Solar Irradiance maps are created in much the same manner as weather forecast models; by combining satellite-visible imagery and meteorological data with mathematical methods to estimate radiation reaching surfaces. One popularly-used satellite-to-irradiance method is the SUNY model.

When designing a PV system, it is crucial to consider any obstructions such as trees, roofs or buildings which might cause shade. The ARKA 360 team has come up with an innovative solution: the ARKA SolarView software combines image of local landscape with data from climate station irradiance measurements in order to calculate solar potential of any site, taking into account topography, buildings orientation and any obstructions such as trees. The result provides an accurate yet quick estimation of total solar irradiance which can then be used when designing PV system designs.

Advanced

Utilizing this tool, you can obtain accurate estimates of Global Horizontal Irradiance (GHI) and Direct Normal Irradiance (DNI), which measures sunlight that directly hits a surface perpendicularly from the sun.
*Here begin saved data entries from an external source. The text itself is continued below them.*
PR #3287, opened 2026-09-11
fix(ocsf): supply required context in supervisor events

krishicks:
## Summary

*tl;dr: When doing analysis on the schema downgrade functionality that was recently merged, it was found that we weren't properly adhering to the 1.8 schema. This fixes those issues.*

Previously, several supervisor emitters produced Network Activity records without an endpoint or HTTP Activity records without a request or response. OCSF 1.8 requires at least one of each pair, but our schema assertions only checked individually required fields and missed these constraints.

Now, proxy connection and accept errors retain the known peer or listening endpoint, metadata HTTP events include their actual response code, and forward scheme rejections include the redacted request. Early authority and credential rejections with only connection context use Network Activity. Unix socket relay and relay-control notifications without network endpoints use Base Event.

The NetworkActivityBuilder-to-ConfigStateChangeBuilder replacements cover configuration diagnostics: deprecated TLS settings, invalid credential-signing settings, and overly broad allowed-IP CIDRs. These describe policy configuration, not observed connections, so they should not invent endpoints to fit Network Activity. Bypass-monitor startup failures similarly use Application Lifecycle and identify the monitor separately from the sandbox supervisor.

## Changes

- Forward-proxy unsupported-scheme rejections now include the redacted HTTP request and use activity_id: Other instead of the misleading Options activity.
- Metadata-server events now carry http_response.code rather than a synthetic HTTP activity.
- Proxy connection and parse errors gain peer/listening endpoints; accept-error shorthand now retains its diagnostic message.
- Early authority and credential-binding rejections move from HTTP Activity to Network Activity.
- TLS deprecation, invalid credential-signing, and broad-CIDR diagnostics move from Network Activity to Config State Change.
- Bypass-monitor startup failures move from Network Activity to Application Lifecycle, identify OpenShell Bypass Monitor, and retain their cause in shorthand.
- Unix-socket relay open/close/failure and gateway relay-close notifications move from Network Activity to Base Event. TCP relay events remain Network Activity with their destination endpoint.

## Testing

## Checklist

### DIFF
--- a/architecture/sandbox.md
+++ b/architecture/sandbox.md
@@ -457,6 +457,16 @@ Security-relevant sandbox behavior uses OCSF structured events; internal
 diagnostics use ordinary tracing.
 The OCSF device describes the sandbox environment, with type ID Other and type
 label `Sandbox`; its operating system is a separate attribute.
+Network Activity records identify at least one observed endpoint. HTTP Activity
+records contain a request or response; early rejections with only connection
+context use Network Activity. Configuration diagnostics use Config State Change,
+and monitor startup failures use Application Lifecycle. Unix socket relay and
+relay-control notifications use Base Event when no network endpoint is available.
+Producer regression tests check required fields and `at_least_one` constraints
+against the vendored OCSF 1.8 schemas.
+Shorthand logs retain diagnostic messages for network operational failures and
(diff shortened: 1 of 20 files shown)


krishicks:
I'm going to close this in favor of smaller, targeted PRs.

These measurements play a key role in calculating how much solar energy your site can produce.

This tool utilizes an adapted PATMOS-X model to identify and quantify cloud properties, and NREL’s FARMS and REST2 models to calculate clear sky irradiance from cloudy skies; then outputs an accurate spatially accurate raster of annual average solar irradiance that can be used across PV design applications ranging from designing systems to estimating how many panels will be necessary for projects.

This irradiance estimator tool can accurately estimate solar irradiance under various temperature scenarios, providing an advantage over traditional physics-based models that only produce accurate results when configured according to local climate conditions.
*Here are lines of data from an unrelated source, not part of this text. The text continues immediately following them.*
PR #3272, opened 2026-09-11
feat(api)!: use sandbox names as canonical RPC references

drew:
## Summary

Standardize public API references around canonical entity names. The primary resource targeted by an RPC uses `name`; related resources use their role name such as `sandbox`, `provider`, `service`, or `rule`. Public workspace-scoped requests declare `workspace_scope: WorkspaceSelector` first.

Immutable IDs remain internal to authentication, persistence, compute-driver boundaries, and durable child-resource identity. This is an intentionally breaking API change.

## Related Issue

Closes #3050

## Changes

- Use `name` for the primary resource targeted by an RPC.
- Use role fields for related canonical-name references and remove redundant `*_name` fields.
- Restore `workspace_scope: WorkspaceSelector` as the first field on public workspace-scoped requests.
- Preserve the typed-selector validation, authorization, SDK scope choices, and documentation behavior established by PR #3245.
- Permit `all_workspaces` only on supported sandbox, sandbox-template, provider, and service collection list requests.
- Keep workspace-targeting requests such as `GetWorkspaceRequest` as `{ name }`.
- Preserve authenticated sandbox bootstrap and platform provider-profile scope where a workspace selector may be omitted.
- Keep immutable IDs for internal storage, authentication, drivers, replay, and stable child-resource identity.
- Add a canonical protobuf API conventions guide and enforce its mechanical request rules during pre-commit.
- Regenerate bindings and update Rust, Python, Go, and TypeScript clients.
- Update CLI, TUI, interceptors, examples, tests, architecture, and user documentation.

## Testing

- [x] `mise run pre-commit`
- [x] `mise run proto:conventions`
- [x] `cargo check --workspace --all-targets`
- [x] `cargo test -p openshell-server --lib` (1,698 passed; 9 ignored)
- [x] Python tests (253 passed)
- [x] TypeScript SDK tests (122 passed)
- [x] Affected Go SDK package tests
- [x] Go, Python, and TypeScript protobuf generation

## Checklist

- [x] Follows Conventional Commits
- [x] Commits are signed off (DCO)
- [x] Architecture and user-facing documentation updated

Issue #3050, opened 2026-08-31
feat(api)!: unify sandbox references across gateway RPCs


drew:
## User Story

As an API or SDK client, I want one canonical way to identify a sandbox, so that the same reference works across lifecycle, logs, policy, exec, forwarding, services, and provider operations.

## Problem Statement

Gateway RPCs currently identify sandboxes using several combinations of sandbox name, internal ID, workspace, and nested request fields. Equivalent operations do not consistently accept the same identity shape, and some comments and implementations disagree about whether a field is a name or ID.

## Impact / Why This Matters

Clients must retain multiple identifiers and learn per-RPC conventions. SDKs duplicate translation logic, authorization can be applied after different lookup paths, and renaming or changing workspace scope becomes difficult. Every new sandbox operation risks introducing another reference shape.

## Proposed Design

Define one canonical public sandbox reference message with the supported user-facing identity and workspace scope. Use it consistently in every user-facing RPC that targets an existing sandbox. Supervisor/internal callback APIs may retain an internal ID-only reference when explicitly classified as internal.

The contract must define canonical lookup behavior, error behavior, authorization order, and whether stable internal IDs are exposed to ordinary clients.

## Acceptance Criteria

- [ ] Every user-facing RPC that targets a sandbox uses the canonical reference type or documents a justified exception.
- [ ] Name, internal ID, and workspace semantics are unambiguous.
- [ ] The same reference can be reused across get, delete, watch, logs, exec, forwarding, services, policy, and provider attachment.
- [ ] Authorization and not-found behavior are consistent across lookup paths.
- [ ] Internal supervisor callbacks remain clearly separated from the public reference contract.
- [ ] CLI, TUI, Rust, Python, TypeScript, and Go SDKs use the shared model.
- [ ] Existing fields are migrated with reserved names/tags and documented examples.

## Alternatives Considered

Continue using per-RPC name and workspace fields. This minimizes immediate churn but permanently exposes inconsistent lookup rules. Expose only internal sandbox IDs. This simplifies lookup but makes the public API less aligned with workspace-scoped user-facing names and forces clients to perform an extra discovery step.

## Agent Investigation

The audit found multiple sandbox-addressing shapes across the gateway service. Request-shape changes should be coordinated with the CreateSandbox and workload/template cleanup in #2680.

Related: #2565, #2680. Source audit: https://gist.github.com/mrunalp/e80942c1544a0225ee588796a41ab30b.

PR #3305, opened 2026-09-13
fix(driver-vm): resolve lifecycle requests on sandbox_id alone

### LINKED ISSUE #3254: bug(driver-vm): lifecycle requests fall back to sandbox_name when the supplied sandbox_id is absent

letv1nnn:
## Summary

`stop_sandbox`, `start_sandbox`, and `delete_sandbox` on the VM driver preferred the supplied `sandbox_id` but fell back to matching on `sandbox_name` whenever that id was absent from the registry. Because sandbox names are unique per workspace rather than globally, that fallback could resolve to a same-named sandbox in a different workspace. Lifecycle resolution now treats a supplied id as authoritative.

## Related Issue

Fixes #3254

## Changes

- `stop_sandbox`, `start_sandbox`, and `delete_sandbox` select the resolution branch on whether the caller supplied a `sandbox_id`, not on whether that id happened to be present. A supplied id resolves on its own or reports absence.
- Resolution moves into a shared `resolve_record_id` helper, replacing the same logic copy-pasted across the three methods.
- A name-only request matching more than one sandbox is rejected with `FailedPrecondition` instead of resolving by `HashMap` iteration order.
- Test helper `insert_named_record` sets a record's id, name, and workspace independently.

`get_sandbox` is unchanged: it already gates its name fallback on `sandbox_id.is_empty()`, and it is read-only.

## Testing

## Checklist

### DIFF
--- a/crates/openshell-driver-vm/src/driver.rs
+++ b/crates/openshell-driver-vm/src/driver.rs
@@ -567,6 +567,35 @@ struct SandboxRecord {
     deleting: bool,
 }
 
+/// Resolve a lifecycle request to a registry key.
+///
+/// A non-empty `sandbox_id` is authoritative: resolution uses that id alone and
+/// never falls back to the name, so a request for an already-removed sandbox
+/// reports absence instead of matching a same-named sandbox in another
+/// workspace. Only a caller that supplies no id resolves by name, and because
+/// sandbox names are unique per workspace rather than globally, a name matching
+/// more than one record is rejected instead of decided by iteration order.
+fn resolve_record_id(
+    registry: &HashMap<String, SandboxRecord>,
+    sandbox_id: &str,
+    sandbox_name: &str,
+) -> Result<Option<String>, Status> {
+    if !sandbox_id.is_empty() {
+        return Ok(registry.get_key_value(sandbox_id).map(|(id, _)| id.clone()));
+    }
+
+    let mut matches = registry
+        .iter()
+        .filter(|(_, record)| record.snapshot.name == sandbox_name);
+    let first = matches.next().map(|(id, _)| id.clone());
+    if matches.next().is_some() {
+        return Err(Status::failed_precondition(format!(
+            "sandbox_name {sandbox_name} matched more than one sandbox; supply sandbox_id"
+        )));
+    }
+    Ok(first)
+}
+
 #[derive(Debug, Clone, Copy, PartialEq, Eq)]
 enum OverlayPreparation {
     Fresh,
@@ -1389,14 +1418,7 @@ impl VmDriver {
         }
         let record_id = {
             let registry = self.registry.lock().await;
-            if registry.contains_key(sandbox_id) {
-                Some(sandbox_id.to_string())
-            } else {
-                registry
-                    .iter()
-                    .find(|(_, record)| record.snapshot.name == sandbox_name)
-                    .map(|(id, _)| id.clone())
-            }
+            resolve_record_id(&registry, sandbox_id, sandbox_name)?
         }
         .ok_or_else(|| Status::not_found("sandbox not found"))?;
 
@@ -1463,16 +1485,13 @@ impl VmDriver {
         }
         let (record_id, state_dir, already_running) = {
             let registry = self.registry.lock().await;
-            let (id, record) = if let Some(entry) = registry.get_key_value(sandbox_id) {
-                entry
-            } else {
-                registry
-                    .iter()
-                    .find(|(_, record)| record.snapshot.name == sandbox_name)
-                    .ok_or_else(|| Status::not_found("sandbox not found"))?
-            };
+            let id = resolve_record_id(&registry, sandbox_id, sandbox_name)?
+                .ok_or_else(|| Status::not_found("sandbox not found"))?;
+            let record = registry
+                .get(&id)
+                .ok_or_else(|| Status::not_found("sandbox not found"))?;
             (
-                id.clone(),
+                id,
                 record.state_dir.clone(),
                 record.process.is_some() || record.provisioning_task.is_some(),
             )
@@ -1528,14 +1547,7 @@ impl VmDriver {
 
         let record_id = {
             let registry = self.registry.lock().await;
-            if let Some((id, _record)) = registry.get_key_value(sandbox_id) {
-                Some(id.clone())
-            } else {
-                registry
-                    .iter()
-                    .find(|(_, record)| record.snapshot.name == sandbox_name)
-                    .map(|(id, _)| id.clone())
-            }
+            resolve_record_id(&registry, sandbox_id, sandbox_name)?
         };
 
         let Some(record_id) = record_id else {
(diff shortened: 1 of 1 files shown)


johntmyers:
Is this unique to the vm driver or are others already using ID? I thought we were standardizing on workspace+sandbox_name for sandbox management. @drew can you weigh in?

letv1nnn:
hey @johntmyers, this is not unique to vm driver, docker (#3240) and mxc (#3278) drivers had the same weakness and got the same fix: `sandbox_id` wins, and a name-only match backs off instead of guessing.
Workspace+sandbox_name isn't available here because `StopSandboxRequest/StartSandboxRequest/DeleteSandboxRequest` in `compute_driver.proto` don't carry a workspace field, that's why K8s/Podman can key on workspace+name (they resolve through platform labels), but the registry-based drivers (docker/vm/mxc) can't without a proto change.

drew:
We have this ticket https://github.com/NVIDIA/OpenShell/issues/3050 to standardize how we reference sandboxes across the product. Lets prefer that ticket and associated pr. We should try and prefer workspace+name rather than id  I think.

letv1nnn:
Thanks @drew, I read through #3272. My understanding is that it standardizes the public gateway RPCs on workspace + name while keeping sandbox IDs internal at the compute-driver boundary, and it doesn't touch `compute_driver.proto` or the driver crates. This PR sits below that line, so I think it's complementary rather than competing, but please correct me if I've read the intent wrong.

Two options, happy with either:

1. Land as-is. Same id-authoritative shape as #3240 and #3278, so all three registry drivers behave consistently. Ambiguous name-only requests return `FailedPrecondition`.
2. Extend to workspace + name at the driver boundary. Add workspace to `StopSandboxRequest/StartSandboxRequest/DeleteSandboxRequest` in `compute_driver.proto` and have the driver resolve on (workspace, name), with `sandbox_id` as a consistency check. That makes the driver mirror #3050's model instead of diverging from it, but it's an additive proto change touching five driver crates, so I'd suggest it as a follow-up to #3050 rather than folded in here.

I'd lean toward 1 now and 2 as the follow-up, mainly so docker/vm/mxc don't sit in three different states while #3050 is in flight.

drew (commented):
> **gator-agent**

## PR Review Status

@drew, I checked your concern about preferring workspace plus sandbox name against the merged #3272 change and current `main`. The public gateway RPCs now use workspace and name, while the internal compute-driver lifecycle requests deliberately retain a stable sandbox ID plus runtime name, so @letv1nnn's narrow VM-driver fix is complementary rather than competing. The independent code review found no blocking defects.

Blocking findings:
- No blocking findings remain

Carried findings:
- None

Non-blocking suggestions:
- None

<details>

- Validation: Concentrated VM-driver correctness and cross-workspace data-loss fix linked to #3254; the merged public API standardization does not remove the internal ID-based driver boundary.
- Docs: Fern docs are not needed because this corrects internal driver resolution without changing the supported user-facing workflow.
- Checks: Current-head Branch Checks are queued, Helm Lint is running, and required pipeline monitoring is active.
- E2E: `test:e2e` applied; `/ok to test` created `pull-request/3305`, and Branch E2E Checks are running.
- Head SHA: `7d1c9b86b28e0ed2c202175e64028ba19c63671c`
- Base SHA: `5b9daab9351b1e053f9a5e0ce4c899f5d3f674b0`
- Merge base SHA: `bcf96e4900004e07253d72332a6619f7e2c4e7d7`
- Patch ID: `cf9176aee04b78990c599f462943c3b5f7be34c7`
- Gator payload: `9`
- Review mode: `initial`
- Previous reviewed SHA: none
- Review budget exhausted: no

</details>

letv1nnn:
CI failures here look infra-related, not from this diff, Nix hash pin for the darwin-aarch64 vm-runtime release asset is stale, and mise.lock is out of sync with mise.toml on main. Want me to open a separate PR to fix both?

drew (commented):
> **gator-agent**

## PR Review Status

I reviewed @letv1nnn's rebased update against the prior reviewed patch. The author-only delta adapts the existing regression tests to the current VM start contract, and the independent follow-up review found no blocking defects. The required current-head workflows are now queued after refreshing the copy-PR mirror.

Blocking findings:
- No blocking findings remain

Carried findings:
- None

<details>

- Validation: Concentrated VM-driver correctness and cross-workspace data-loss fix linked to #3254; the merged public API standardization does not remove the internal ID-based driver boundary.
- Docs: Fern docs are not needed because this corrects internal driver resolution without changing the supported user-facing workflow.
- Checks: Current-head Branch Checks, Helm Lint, Windows MSVC, and Branch E2E workflows are queued.
- E2E: `test:e2e` remains applied; `/ok to test` for the current head created the mirror and queued Branch E2E Checks.
- Head SHA: `8c2398e5bcc3a256f6b836fa04ba7828591a339c`
- Base SHA: `484f0768fc6a0d93e0a2be295c1679aed24e18a9`
- Merge base SHA: `484f0768fc6a0d93e0a2be295c1679aed24e18a9`
- Patch ID: `bb981671b20d1f86890b8b143804735868922af3`
- Gator payload: `9`
- Review mode: `follow_up`
- Previous reviewed SHA: `7d1c9b86b28e0ed2c202175e64028ba19c63671c`
- Review budget exhausted: no

</details>

johntmyers (approved):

This calculator not only allows the user to choose their ideal temperature estimation model, but it also lets them customize which time intervals will be calculated – an invaluable feature that allows for creating insolation maps spanning across different time periods.

The Diffuse Proportion parameter allows users to control how much diffuse irradiance is included in calculations. By default, values between 0.2 and 0.3 for very clear sky conditions and generally clear skies can be selected, although other value ranges are possible.
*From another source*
PR #3706, opened 2026-09-07
Clear outstanding event and style validator warnings

TemplarGeneral:
Clears every outstanding warning in the event and style validators. The reported warnings turned out to be a mix of real content gaps and validator false positives, so this fixes both sides.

Diffuse proportion is used to adjust insolation calculations based on atmospheric conditions. It serves as an essential means of ensuring accurate calculations.

Irradiance and Temperature Estimator is a simple to use software program designed to quickly generate an accurate report of your PV systems performance, saving both time and money during PV installation projects. Perfect for both professional engineers as well as enthusiastic DIYers alike, this free tool offers easy navigation with comprehensive functionality making it the ideal companion to all your PV endeavours.

FAQ

Solar Irradiance (also referred to as Sun Exposure) refers to the power that reaches a surface per unit area from both direct and diffuse irradiance reaching that same surface. Depending on which unit of measure is being used, this term could be expressed differently; for instance kilowatt-hours per square meter per day or watts per square meter per day are two methods commonly used to measure solar irradiance.

Energy available for solar PV depends on both daily and total annual irradiance levels, making it essential that we understand these variations to effectively calculate solar energy production and optimize system design.

RatedPower’s Solar Radiation Estimator uses weather files provided by the EU JRC PVGIS online tool to estimate your solar irradiance. You can find your location’s solar irradiance estimates under the Solar Radiation tab on the results page; estimates are provided in kWh/m2/day and broken down by month and year for your convenience. Our shading calculators also use daily irradiance estimates as input when helping determine an ideal system size for you site.